## Your assignment
Give back, word for word, the line that contains "In general I" and every line that follows it in the data below.

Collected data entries
********************
PR #266, opened 2016-09-08
Another Travis update

vahtras:
This partly revokes some changes I made previously. In the latest commit python2 was installed in both runs (see logs) because of recent adapting to CircleCI and because TRAVIS_PYTHON_VERSION was not expanded as I thought it would. Now the env block in .travis.yml contains to subblocks: *global* for the library versions common for all runs and *matrix* defining two Python versions for two consecutive runs.

The default ubuntu version is 12.04LTS, adding dist:trusty to get a newer OS 14.04LTS (no support for 16.04LTS yet)

### DIFF
--- a/.travis.yml
+++ b/.travis.yml
@@ -2,10 +2,6 @@ dist: trusty
 sudo: required
 language: python
 
-python:
-  - "2.7"
-  - "3.4"
-
 virtualenv:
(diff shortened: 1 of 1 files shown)


vahtras:
Solved by #264

PR #267, opened 2016-09-08
Reformatting env block in .travis.yml

vahtras:
This blocking of env: in .travis.yml avoids some text duplication


GaelVaroquaux:
Great! Much better. Sorry for the slow review. Merging!

PR #271, opened 2016-10-09
Added a .yml config file for creating a conda env

hrjn:
For a better handling of Python dependencies. Provided that the user has an Anaconda distribution installed, he can get the environment up and running by executing the following lines in a terminal:

```
# Next line is just run once, when "installing" the environment:
conda env create -f environment.yml
# Switch to the custom environment:
source activate scipy-lectures
```

To get back to default environment, run:

```
source deactivate
```

### DIFF
--- a/environment.yml
+++ b/environment.yml
@@ -1,0 +1,15 @@
+name: scipy-lectures
+
+dependencies:
+- python=2.7
+- cython
+- sphinx
+- matplotlib
+- pandas
+- scikit-learn
+- scikit-image
+- seaborn
+- pip
+- pip:
+    - sphinx-gallery
+


GaelVaroquaux:
Sorry for the slow response. I am afraid that scipy-lectures were a bit dormant this school year, as we were all busy with work.

In general I like the idea, and @emmanuelle was mentioning a similar one in #289. Here are two comments though:

- I think that I would prefer having a requirements.txt, which is standard in Python
- We would probably need to define version numbers.

GaelVaroquaux:
Tackled in #302

GaelVaroquaux:
This has been tackled by #302 which generates the environment.yml from a requirements.txt. Thanks for the effort, though

PR #273, opened 2016-10-11
Mayavi example images are flipped

solarjoe:
I flipped the images, structured and unstructed were mixed up.


GaelVaroquaux:
Indeed! Thanks!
********************
## Expected output
In general I like the idea, and @emmanuelle was mentioning a similar one in #289. Here are two comments though:

- I think that I would prefer having a requirements.txt, which is standard in Python
- We would probably need to define version numbers.

GaelVaroquaux:
Tackled in #302

GaelVaroquaux:
This has been tackled by #302 which generates the environment.yml from a requirements.txt. Thanks for the effort, though

PR #273, opened 2016-10-11
Mayavi example images are flipped

solarjoe:
I flipped the images, structured and unstructed were mixed up.


GaelVaroquaux:
Indeed! Thanks!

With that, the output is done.